2. Distribution on platforms like PyPI (Python Package Index).
3. Integrated, clear, and accessible documentation.

---

## Work Plan

### 1. Project Structure

- Organize the source code in a modular format (e.g., `src/` directory).
- Define essential files like `setup.py`, `pyproject.toml`, or `setup.cfg`.

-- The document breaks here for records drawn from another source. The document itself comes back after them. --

PR #1908, opened 2019-06-20
Generic sign in on thank you page

jlieb10:
## Why are you doing this?

We want as many people to sign in as possible. This is a tracked link with copy to go to profile.theguardian.com with email prefilled that renders for people who are not signed in. Hopefully this will up our number of people we can recognize on site after they've contributed.

[**Trello Card**](https://trello.com/c/dxrQCGzW/1186-thank-you-page-for-cohorts-34-sign-in)

## Screenshots
generic sign in cta

### DIFF
--- a/support-frontend/assets/pages/contributions-landing/components/ContributionThankYou/ContributionThankYou.jsx
+++ b/support-frontend/assets/pages/contributions-landing/components/ContributionThankYou/ContributionThankYou.jsx
@@ -11,10 +11,12 @@ import { type Action, setHasSeenDirectDebitThankYouCopy } from '../../contributi
 import type { PaymentMethod } from 'helpers/paymentMethods';
 import { ContributionThankYouBlurb } from './ContributionThankYouBlurb';
 import AnchorButton from 'components/button/anchorButton';
+import Button from 'components/button/button';
 import SvgArrowLeft from 'components/svgs/arrowLeftStraight';
 import { DirectDebit } from 'helpers/paymentMethods';
 import SpreadTheWord from 'components/spreadTheWord/spreadTheWord';
 import ContributionSurvey from '../ContributionSurvey/ContributionsSurvey';
+import { trackComponentClick } from 'helpers/tracking/ophan';
 
 // ----- Types ----- //
 
@@ -61,8 +63,8 @@ function ContributionThankYou(props: PropTypes) {
     <div className="thank-you__container">
       <div className="gu-content__form gu-content__form--thank-you">
         {props.contributionType !== 'ONE_OFF' ? (
-          <section className="confirmation">
-            <h3 className="confirmation__title">
+          <section className="contribution-thank-you-block">
+            <h3 className="contribution-thank-you-block__title">
               {`${directDebitHeaderSuffix}Look out for an email within three business days confirming your ${getSpokenType(props.contributionType)} recurring payment${directDebitMessageSuffix}`}
             </h3>
           </section>
@@ -70,15 +72,24 @@ function ContributionThankYou(props: PropTypes) {
         {!props.isSignedIn ?
           <section className="contribution-thank-you-block">
             <h3 className="contribution-thank-you-block__title">
-              Sign into The Guardian
+              Stay signed in to The Guardian
             </h3>
-            <p className="contribution-thank-you-block__message">If you stay signed into a validated account on each of your devices, you’ll notice far fewer messages asking you for financial support.</p>
-            <AnchorButton
-              href={`https://profile.theguardian.com/signin?email=${props.email}`}
+            <p className="contribution-thank-you-block__message">
+              As a valued contributor, we want to ensure you are having the best experience on our site.
+              To stop seeing requests for support at the bottom of articles, or in pop-up banners, please sign in
+              on each of the devices you use to access The Guardian – mobile, tablet, laptop or desktop.
+            </p>
+            <Button
               aria-label="Sign into The Guardian"
+              appearance="secondary"
+              onClick={
+                () => {
+                  trackComponentClick(`sign-into-the-guardian-link-${props.contributionType}`);
+                  window.location.href = `https://profile.theguardian.com/signin?email=${props.email}`;
+                }}
             >
               Sign in now
-            </AnchorButton>
+            </Button>
           </section> : null }
         <MarketingConsent />
         <ContributionSurvey isRunning={false} contributionType={props.contributionType} />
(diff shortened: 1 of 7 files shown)


support-frontend/assets/pages/contributions-landing/components/ContributionThankYou/ContributionThankYou.jsx
```diff
@@ -57,12 +63,34 @@ function ContributionThankYou(props: PropTypes) {
...
+              To stop seeing requests for support at the bottom of articles, or in pop-up banners, please sign in
+              on each of the devices you use to access The Guardian – mobile, tablet, laptop or desktop.
+            </p>
+            <Button
+              aria-label="Sign into The Guardian"
+              appearance="secondary"
+              onClick={
+                () => {
+                  trackComponentClick(`sign-into-the-guardian-link-${props.contributionType}`);
+                  window.location.href = `https://profile.theguardian.com/signin?email=${props.email}`;
```
jfsoul: Unfortunately this email query parameter is a feature that Identity have been looking to remove for a while - best to avoid using it.  The problem is that the email address could end up leaking to browser extensions and in GA, datalake etc.  Are the team using it anywhere else currently?

Trello card here: https://trello.com/c/epTU4D57/1218-remove-option-to-add-email-address-to-query-strings-sign-in-first-second-step

jlieb10: yeah we are using it when we 'force' sign in for recurring contributors whose emails we recognize as belonging to 'current' accounts

joelochlann: ah that's a shame. yes as Joshua points out we are using it currently.

maybe another solution on identity's end would be a redirect endpoint on profile.theguardian.com that accepts the email param, stores it in a cookie and redirects to the sign-in flow. that way there's no clientside code executed on the endpoint that has the email URL param, but the sign-in flow would have access to it via a cookie.

I think that should give the same functionality but avoid the security/privacy concerns?

support-frontend/assets/pages/contributions-landing/components/ContributionThankYou/ContributionThankYou.scss
```diff
@@ -89,32 +89,26 @@
     line-height: 22px;
   }
 
-  .confirmation {
+  .contribution-thank-you-block {
```
joelochlann: 👍 for the rename

support-frontend/assets/pages/contributions-landing/components/ContributionThankYou/ContributionThankYou.jsx
```diff
@@ -57,12 +61,34 @@ function ContributionThankYou(props: PropTypes) {
...
+              As a valued contributor, we want to ensure you are having the best experience on our site.
+              To stop seeing requests for support at the bottom of articles, or in pop-up banners, please sign in
+              on each of the devices you use to access The Guardian – mobile, tablet, laptop or desktop.
+            </p>
+            <Button
+              aria-label="Sign into The Guardian"
+              appearance="secondary"
+              onClick={
+                () => {
+                  trackComponentClick(`sign-into-the-guardian-link-${props.contributionType}`);
```
joelochlann: hopefully we could also get this info from pageview data on profile.theguardian.com/signin, where the referrer is the contributions thank you page. though that wouldn't distinguish one-off/recurring

just flagging for the future - this extra tracking is great for now as we're rolling this out but I'm always keen for links to be links if they can be

support-frontend/assets/pages/contributions-landing/components/ContributionThankYou/ContributionThankYou.jsx
jranks123: @jfsoul Could we do some kind of hashing of the email?

jranks123: @jlieb10 I wonder if we need to make it super clear which email address to sign in with, i.e the one they made the contribution with, if we are no longer going to send it to profile.thegu

jfsoul: Yes, there’s definitely another solution along those lines. Grab me and/or Guy tomorrow and we can decide the best way!

support-frontend/assets/pages/contributions-landing/components/ContributionThankYou/ContributionThankYou.jsx
jlieb10: yeah that's a good point. I think tracking could also be achieved with query params but i'm not that familiar with that method- in particular where that data ends up. Something for me to look into.

support-frontend/assets/pages/contributions-landing/components/ContributionThankYou/ContributionThankYou.jsx
jlieb10: @jranks123 good shout. the necessary consistency of email address was the reason i hardcoded it into the url - i'll go see if i can get some info from Guy. We already have a fairly big block of copy so I'm hesitant to suggest adding more.

support-frontend/assets/pages/contributions-landing/components/ContributionThankYou/ContributionThankYou.scss
jlieb10: i'll put a card in the backlog for combing through the thank you pages more thoroughly. Each of these blocks on the thank you page has its own class but the same styles.

support-frontend/assets/pages/contributions-landing/components/ContributionThankYou/ContributionThankYou.jsx
Mullefa: In [#486](https://github.com/guardian/identity-frontend/pull/486), profile.theguardian.com was updated to use the `email` query parameter to auto-fill email etc. This was a quick fix when there was no additional functionality for passing email. In general it's something we want to avoid, for the reasons noted by @jfsoul. 

Since that PR, additional functionality has been added to profile.theguardian.com that could provide an alternate way of passing email through. Specifically, there is [an endpoint on identity API](https://github.com/guardian/identity/blob/master/identity-api/src/main/scala/com/gu/identity/api/servlet/SigninTokenServlet.scala#L39) which can be used to encrypt a user's an email, which will then be [decrypted](https://github.com/guardian/identity-frontend/blob/master/app/com/gu/identity/frontend/controllers/Application.scala#L268) if passed as a query parameter for the /signin endpoint. If you used this solution, then you would benefit from a customised sign-in page based on the user's current status.

joelochlann: ah, nice!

### 2. Dependencies and Compatibility

- Identify and include necessary dependencies (e.g., `numpy`, `pandas`, `matplotlib`, `scikit-learn`).
- Ensure compatibility with recent Python versions.

### 3. Documentation

- Write a detailed `README.md` or `README.rst` outlining the library's usage and features.
- Add concrete usage examples.
- Generate technical documentation using tools like Sphinx.

### 4. Testing

- Write unit tests for main functions using `pytest`.
- Integrate CI/CD workflows (e.g., GitHub Actions) to validate changes.

### 5. Publication

- Prepare and publish the library on PyPI.
- Regularly update the version following semantic versioning (SemVer).

---

## Deliverables

- A functional library distributable via `pip`.
- Online documentation (e.g., hosted on Read the Docs).
- Automated tests and code quality monitoring.

---

## Evaluation Criteria

- **Packaging Quality**: Ease of installation and compatibility.
- **Documentation Clarity**: Completeness and ease of understanding.
- **Functionality and Robustness**: Reliability of the library's tools.
- **Test Coverage**: Quality and extent of automated testing.

---

DataLib aims to become a reliable and user-friendly library for data enthusiasts and professionals alike, enhancing the Python data ecosystem.